It provides an end-to-end pipeline that:

1. splits text into referential units,
2. assigns continuous granularity scores to each unit,
3. aggregates these scores into document-level estimates.

Granuscore is designed for analyzing how *fine-grained* or *coarse-grained* textual expressions are in applications such as question answering, educational dialogue, summarization, and scientific writing.

---

## Installation

Install from PyPI:

```bash
pip install granuscore
```

Or install the latest development version locally:

```bash
git clone https://github.com/lukasellinger/granuscore.git
cd granuscore
pip install -e .
```

Optional development dependencies:

```bash
pip install -e ".[dev]"
```

---

## Quick Start

```python
from granuscore import GranuScore

scorer = GranuScore()

text = """
Tony Hawk was born in San Diego.
"""

score = scorer(text)

print(score)
```

By default, Granuscore returns percentile scores, where higher values correspond to coarser-grained expressions.

---

## Default Configuration

The default configuration reproduces the setup used in the paper.

```python
scorer = GranuScore()
```

Equivalent to:

```python
scorer = GranuScore(
    predictor_type="hit",
)
```

Default settings:

- `predictor_type="hit"`
- `model_name="Hierarchy-Transformers/HiT-MiniLM-L12-WordNetNoun"`
- `search_method="random_anchors"`
- `random_anchors_k=999`

Required artifacts such as:
- FAISS indices,
- anchor vectors,
- LightGBM models,
- and reference percentile distributions

are automatically downloaded and cached on first use.

---

## Important Compatibility Note

The default configuration works out of the box and is the recommended setup.

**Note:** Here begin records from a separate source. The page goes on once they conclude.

PR #1624, opened 2026-07-10
fix(block): run cas→blocks repack in background, serve standalone chunks via fallback

### LINKED ISSUE #1622: Startup hang: repackStandaloneChunks migration blocks server start on a synchronous S3 PutBlock (dd65d16b)
## `develop` (dd65d16b) hangs on startup — synchronous `repackStandaloneChunks` migration blocks on an S3 `PutBlock`

Upgrading a real deployment from `8e376d36` → `dd65d16b` (which includes the #1567 parallel-upload fix), **dfs never finishes starting**: control-plane `:8090` never comes up, NFS `:12049` / SMB `:1445` never bind, `/health` returns nothing. Only the config-load banner is logged (even with `DITTOFS_LOGGING_LEVEL=DEBUG`), then silence. The process sits at **0% CPU and 0 disk I/O** indefinitely.

### Root cause (goroutine dump via SIGQUIT)
`goroutine 1` (main / startup) is blocked in an **S3 `PutObject`** waiting on the HTTP roundtrip, driven by a **startup migration**:

```
net/http ... (*Transport).RoundTrip                     # blocked in select, awaiting S3 response
github.com/aws/aws-sdk-go-v2/service/s3 (PutObject middleware chain)
github.com/marmos91/dittofs/pkg/block/remote/s3.(*Store).PutBlock
github.com/marmos91/dittofs/pkg/block/engine.(*Syncer).packAndCommitMigrated
github.com/marmos91/dittofs/pkg/block/engine.(*Syncer).repackStandaloneChunks.func1
```

So `repackStandaloneChunks` runs **synchronously on the main startup path** and issues S3 `PutBlock`s to repack standalone chunks into the new carve format. One of those uploads stalls, and because it's on the critical startup path with no async/timeout/progress, **the whole server never starts**.

### Why it bites here
- Remote is Cubbit DS3; box uplink to Cubbit is modest and the local disk is near-full (97%). A migration that re-reads + re-uploads the store's standalone chunks is both slow and (on a ~full disk) may not have room to stage repacked blocks — either way it wedges startup with no operator recourse (you can't reach the control plane to intervene).
- The prior build (`8e376d36`) has no such migration and starts cleanly in seconds on the exact same store.

### Recovery
Rolled back the binary to `8e376d36` → dfs starts healthy immediately, all adapters bind, data intact. So this is specific to the startup repack migration in the newer build.

### Suggestions
- Run `repackStandaloneChunks` **asynchronously in the background** after the server is serving (like async GC in #1479), not on the blocking startup path.
- Make it **resumable + progress-logged**, and **bounded/timed** per PutBlock so a slow or stalled remote degrades gracefully instead of hanging the server forever.
- Guard against **near-full disk** (fail fast with a clear error rather than blocking), since repacking needs staging headroom.

### Env
- dittofs `develop` `dd65d16b`, linux/amd64, 8 GB RAM, disk 97% full (~57 GiB live data, `pin` share), Cubbit DS3 remote. Reproduces every restart on this store.

Happy to grab the full goroutine dump or run a patched build with the migration gated off.

marmos91:
## Problem

Fixes #1622. Upgrading a real deployment (`8e376d36` → `dd65d16b`) hangs on startup: the control plane never binds, NFS/SMB never bind, `/health` returns nothing, process sits at 0% CPU. A SIGQUIT dump shows `goroutine 1` (startup) blocked in an S3 `PutObject` driven by `repackStandaloneChunks` → the cas→blocks legacy migration ran **synchronously on the critical startup path**, and one stalled upload wedged the whole server with no operator recourse.

## Fix — online (background) migration with a read fallback

This is the standard online-migration pattern (dual-read + migrate in the background), the same shape #1479 used for async GC:

1. **Async migration** (`engine.go`) — `migrateLegacyCAS` now runs in a background goroutine spawned in `Store.Start` instead of blocking. `Store.Close` cancels its (detached) context and waits on `migrateDone` before tearing down the local/remote/syncer stores it uses. A slow/stalled remote or near-full disk no longer wedges startup — the pass is idempotent/resumable and simply retries next start.

2. **Read-path fallback** (`fetch.go`, `legacy_migration.go`) — the read path previously *refused* a synced chunk with an empty `BlockID` ("post-migration drift"), which is why the migration had to be a blocking startup gate. Making it async requires the reader to still understand the legacy layout, so `resolveAndReadChunk` now serves standalone chunks via new `readStandaloneChunk` (local-first BLAKE3-verified, then `legacyCAS().ReadLegacyChunkVerified`). A chunk resident **nowhere** still fails closed with `ErrChunkNotFound` (no silent zeros). The pre-existing single re-resolve-on-`ErrChunkNotFound` retry in `dispatchRemoteFetch` absorbs the migration's commit-then-delete window.

Net effect: the share serves immediately; the repack (and `cas/` purge) happen lazily in the background.

## Testing

- `go build ./...`, `go vet ./pkg/block/...`, `gofmt -s` — clean
- `go test -race ./pkg/block/engine/` and full `./pkg/block/...` — green
- Updated the tests that encoded the old blocking/refuse invariants; added `TestReadPath_StandaloneLocatorServedViaFallback` + `…MissingEverywhere` (serve vs. fail-closed) and the dispatch-layer equivalents.

## Notes

- Read semantics reversal is deliberate: the legacy-CAS read path (removed in #1493 PR4) is re-added as the fallback — inherent to any correct online migration (you can't lazily migrate a format you can't still read).
- Per-`PutBlock` timeout (issue suggestion #2) intentionally skipped: the async move already removes the "hangs forever" failure mode. Easy follow-up if we want the repack itself to give up faster.

### DIFF
--- a/pkg/block/engine/engine.go
+++ b/pkg/block/engine/engine.go
@@ -138,6 +138,13 @@ type Store struct {
 	closed   bool  // guarded by closeMu; true once teardown has run
 	closeErr error // memoized result of the first Close (idempotent)
 
+	// migrateCancel/migrateDone govern the background cas→blocks migration
+	// goroutine spawned by Start. Close cancels the context and waits on the
+	// channel so the goroutine's in-flight remote I/O never races the store
+	// teardown below it. Both nil/zero until Start runs.
+	migrateCancel context.CancelFunc
+	migrateDone   chan struct{}
+
 	// requireDurableCommit gates the strict honest-CLOSE/COMMIT rule (#1274).
 	// When false (the default), CommitBlockStore acks once engine.Flush
 	// succeeds regardless of local/remote durability — the remote mirror
@@ -570,15 +577,24 @@ func (bs *Store) Start(ctx context.Context) error {
 	// Use background context so these outlive the calling request context.
 	bs.local.Start(context.Background())
 
-	// One-shot cas→blocks migration (#1493 PR4): import pre-flip local
-	// per-chunk files into the log-blob substrate and re-pack standalone
-	// remote objects into packed blocks. Blocking by design — the share must
-	// not serve until the legacy layout is gone — and a no-op on migrated
-	// (or fresh) stores. Runs BEFORE the syncer starts so no mirror/carve
-	// activity races the rewrite.
-	if err := bs.migrateLegacyCAS(ctx); err != nil {
-		return fmt.Errorf("cas→blocks migration: %w", err)
-	}
+	// One-shot cas→blocks migration: import pre-flip local per-chunk files
+	// into the log-blob substrate and re-pack standalone remote objects into
+	// packed blocks. Runs in the background so a slow/stalled remote or a
+	// near-full disk can't wedge startup — the share serves immediately and any
+	// not-yet-repacked standalone chunk is read through the legacy fallback
+	// (resolveAndReadChunk). Idempotent and resumable: a failed or cancelled
+	// pass is a no-op retry on the next start. Uses a detached context so it
+	// outlives Start; Close cancels it and waits on migrateDone before tearing
+	// down the stores it uses.
+	migrateCtx, cancel := context.WithCancel(context.Background())
+	bs.migrateCancel = cancel
+	bs.migrateDone = make(chan struct{})
+	go func() {
+		defer close(bs.migrateDone)
+		if err := bs.migrateLegacyCAS(migrateCtx); err != nil && migrateCtx.Err() == nil {
+			logger.Warn("cas→blocks migration: background pass failed; will retry next start", "error", err)
+		}
+	}()
 
 	// Wire the health callback BEFORE starting the syncer. The health monitor
 	// captures the callback at Start time (startHealthMonitor reads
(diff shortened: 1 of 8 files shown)


marmos91:
## Real end-to-end migration test (SCW VM + real S3)

Validated on a fresh Scaleway **PRO2-XXS (8 GiB RAM — matches the reporter's env)** against **real SCW Object Storage (S3)**. Flow: build the reporter's pre-upgrade commit **8e376d36** (`dfs-old`) and this branch (`dfs-new`), have the old binary create a pre-flip `cas/` store over NFS, then start the fixed binary on the same store and exercise it.

### Result — reporter's real setup (durable `fs` local + S3), cold-cache verified

All reads done after `drop_caches` (served from the server, not the NFS client cache); each read path is BLAKE3-verified:

| Check | Result |
|---|---|
| Control plane `/health/ready` with 48 standalone chunks pending repack | **0.79 s** (pre-fix: blocks forever) |
| cas→blocks migration runs in background to completion | **PASS** — `cas/` 48→0, `repacked_chunks=48` |
| Standalone files served byte-identical **while** repacking (read fallback) | **PASS** |
| Pre-existing files byte-identical **after** migration | **PASS** |
| Files written **during** migration read back intact | **PASS** |

So: the server binds immediately instead of hanging, serves reads/writes throughout, and the background migration completes with data byte-identical before/during/after.

### Note on an initial confounded run

A first pass using a **volatile memory** local store showed a checksum mismatch. I isolated it: the **8e376d36 binary does not round-trip its own `cas/` objects** across a restart — with *no migration involved*, writing `0fd9932b…` and reading it back from S3 after a restart yields `0529397c…`. That's a defect in the old binary's standalone-remote read path, not this change (and the after-migration reads that also mismatched go through the untouched block path, not the new fallback). With a **durable local** store — the reporter's actual configuration — every check passes, because the migration reads clean bytes from the local tier.

VM + bucket torn down.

If you customize components such as:
- the embedding model,
- search method,
- FAISS index,
- anchor vectors,
- or LightGBM model,

you must ensure that all resources are compatible with each other.

For example, a LightGBM model trained using:

```python
search_method="random_anchors"
```

should not be combined with:

```python
search_method="nearest_neighbor"
```

Similarly, FAISS indices, anchor vectors, percentile reference distributions, and LightGBM models must originate from the same embedding space and training configuration.

Compatibility between custom resources is not validated automatically.

---

## Notebook Tutorial

An interactive introduction is available in:

```text
notebooks/getting_started.ipynb
```

---

## Repository Structure

```text
granuscore/
├── src/
│   └── granuscore/
│       ├── pipeline.py
│       ├── granularity_predictor.py
│       ├── claim_splitter.py
│       ├── bucket_output.py
│       ├── cache.py
│       └── artifacts.py
├── notebooks/
│   ├── build_granola_dataset.ipynb
│   └── getting_started.ipynb
├── training_scripts/
├── evaluation/
├── assets/
├── data/ (needs to be externally downloaded)
├── pyproject.toml
├── LICENSE
└── README.md
```

---

## Reproducing Paper Experiments

The datasets and precomputed resources required to reproduce the experiments from the paper are available here:

https://drive.google.com/drive/folders/1mJdUENOxHEiuYn-_f1KRQ1PZggXJDnb4?usp=sharing

Download the archive and extract it into the repository root:

```bash
unzip data.zip
```

This will create the expected directory structure used by the training and evaluation scripts.

---

---

## GRANOLA Dataset Construction

We use a processed version of the [GRANOLA-EQ Dataset](https://huggingface.co/datasets/google/granola-entity-questions) introduced by [Yona et al. (2024)](https://aclanthology.org/2024.acl-long.365/). Due to licensing restrictions of upstream resources, the processed dataset version used in this work is not redistributed directly in this repository or on external hosting platforms.

Instead, the dataset can be reconstructed locally using the notebook:

```text
notebooks/build_granola_dataset.ipynb
```

---

## Training Pipeline

Training uses precomputed `.pkl` feature files.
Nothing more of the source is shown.